顯眼的個子、顯眼的才華、顯眼的情懷。和那個時代所有同齡人一樣,他揣着夢想來到西藏;離開後的幾十年,西藏仍是他生命不變的主題之一。
文/楊拉拉
人物:牟森,上世紀80年代曾在西藏自治區話劇團工作,後創建蛙實驗劇團和戲劇車間,被稱為“中國先鋒戲劇的先驅”,現任職于中國美術學院,教授由其開創的新門類課程“跨媒體巨構”。
“青春戛然而止”
1988年,牟森還是個25歲的北漂小夥兒,光頭,黑框眼鏡。做了幾部話劇,但幾乎沒有名氣。那時的他以盲流藝術家的身份出現在紀錄片《流浪北京》裡,居無定所,吃了上頓沒下頓。

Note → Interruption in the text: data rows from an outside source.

PR #219, opened 2019-08-19
MAISTRA-794 Fix inconsistencies in operator event messages

luksa:


pkg/controller/servicemesh/controlplane/reconciler.go
```diff
@@ -222,11 +222,11 @@ func (r *ControlPlaneReconciler) Reconcile() (result reconcile.Result, err error
 
 	// delete unseen components
 	reconciliationMessage = "Pruning obsolete resources"
-	r.Manager.GetRecorder(controllerName).Event(r.Instance, corev1.EventTypeNormal, eventReasonPruningObsoleteResources, reconciliationMessage)
+	r.Manager.GetRecorder(controllerName).Event(r.Instance, corev1.EventTypeNormal, eventReasonPruning, reconciliationMessage)
 	r.Log.Info(reconciliationMessage)
 	err = r.prune(r.Instance.GetGeneration())
 	if err != nil {
-		reconciliationMessage = "unexpected error pruning obsolete resources"
+		reconciliationMessage = "Unexpected error pruning obsolete resources"
```
brian-avery: A couple of comments here:
* can we remove the word unexpected? Not sure if we have expected errors, but the unexpected are certainly more common. 
* according to Go style, error messages should not begin with a capital or end with a period.

luksa: I'll remove the word, but since this is a k8s event message (not an error message) it should start with a capital letter.

rcernich (approved):

rcernich (approved):

pkg/controller/servicemesh/controlplane/reconciler.go
luksa: I've removed "unexpected" from all error and event messages. Capitalization is actually a bit tricky, as some messages are used both in events and as logged error messages. I feel event messages are more visible than error messages, so having them capitalized seems like the better option (short of having duplicated messages).

brian-avery: Sounds good to me. I agree. Better to have good capitalization in the events than logs. I think this was more designed with the idea that errors will become part of other error messages as they filter out.

brian-avery (approved):

dgn (approved):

1995年,牟森以同樣的光頭形象出現在于小冬創作的《幹杯西藏》中,黑框眼鏡,是80年代去遠方尋找藝術理想的代表人物之一。那時他正青春,表情單純、潔淨、憂郁,像年輕的聖徒。
2015年的牟森已知天命,他已經不再局限于人們為他貼上的種種标簽,有了這個年紀标志性的啤酒肚,肚子裡裝滿了老男人飯局上的故事。1米82的身高讓他更顯中年的威武,依舊是光頭,黑框眼鏡。

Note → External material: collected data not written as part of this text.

PR #230, opened 2019-08-22
MAISTRA-819 Fix SMCP status conditions

luksa:
To see how the events & conditions appear after applying these changes, see comment https://issues.jboss.org/browse/MAISTRA-819?focusedCommentId=13774056&page=com.atlassian.jira.plugin.system.issuetabpanels:comment-tabpanel#comment-13774056


pkg/controller/servicemesh/controlplane/reconciler.go
```diff
@@ -465,8 +481,10 @@ func (r *ControlPlaneReconciler) postReconciliationStatus(reconciliationMessage
 	}
 	reconciledCondition := r.Status.GetCondition(v1.ConditionTypeReconciled)
 	if processingErr == nil {
+		reconciledCondition.Reason = reconciliationReason
```
brian-avery: Since this is true regardless of which condition we hit, should it be external to the if?

brian-avery (approved):

pkg/controller/servicemesh/controlplane/reconciler.go
luksa: Of course. Thanks! Fixed.

pkg/controller/servicemesh/controlplane/controller.go
```diff
@@ -185,9 +185,36 @@ func (r *ReconcileControlPlane) Reconcile(request reconcile.Request) (reconcile.
...
+
 		reqLogger.Info("Deleting ServiceMeshControlPlane")
 		err := reconciler.Delete()
 		if err != nil {
+			reconciler.Status.SetCondition(v1.Condition{
+				Type:    v1.ConditionTypeReconciled,
+				Status:  v1.ConditionStatusFalse,
+				Reason:  v1.ConditionReasonDeletionError,
+				Message: fmt.Sprintf("Error deleting service mesh: %s", err),
+			})
```
dgn, line 218: Isn't this missing a `reconciler.PostStatus()`?

luksa: Great catch! I've fixed it now. And tested it by manually inserting an error. Thanks!

dgn (approved):

rcernich (approved):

光頭源自西藏。1986年的秋天,牟森在西藏話劇團工作,住在木如寺。工作是拍攝電視劇《旺堆的哀樂夢》,在海拔4700米的甘丹寺,強烈的紫外線照射讓這個東北小夥子飽受折磨,突然動了念頭,“這頭發,推了多好。”這一推,就是29年。
提到當年在話劇團的工作,已知天命的牟森露出孩子般不好意思的笑容,“挺慚愧的。”80年代的青年,有着同樣追逐遠方的向往。1985年,因為做社會調查,牟森第一次進藏時,當即決定畢業以後要來這個地方工作生活。“我就是為了去那個年紀我能去的最遠的地方”,不光是地理意義上的遠,還有文化意義上的差異之遠。1986年畢業後,被遠方吸引的牟森帶着女朋友一起來到了拉薩,卻不想沒多久就突然分手。

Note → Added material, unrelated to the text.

PR #234, opened 2019-08-22
MAISTRA-836 enabled tracing in alm-examples

dmitri-d:


manifests-maistra/1.0.0/maistraoperator.v1.0.0.clusterserviceversion.yaml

牟森現在依然不願意提起當年的事,臉上的表情說不清究竟是往事如煙釋然已久,還是昨日故事不提也罷,但他着實言重地總結過那一年,“青春一瞬間戛然而止了。”
也是在他的青春戛然而止的那一刻,他與西藏千絲萬縷的糾纏真正的開始了。分手之後他偷偷離開了拉薩回到北京,90年又回到西藏話劇團,後來再次不辭而别。“全部的時間加起來,應該有兩年吧。”
畢業那年牟森24歲,第二個本命年。到藏話工作之後,牟森住在木如寺靠路邊的一間東面僧舍,打開木闆窗正能看見馬路。窗外有路燈,“總有喝醉酒的人從路燈下騎車經過”。屋子裡的牆面是泥土糊的,雨季的時候夜裡下雨,眼看着雨水從屋頂漏下來,和着房頂和牆面的泥,連泥帶水打在被子上。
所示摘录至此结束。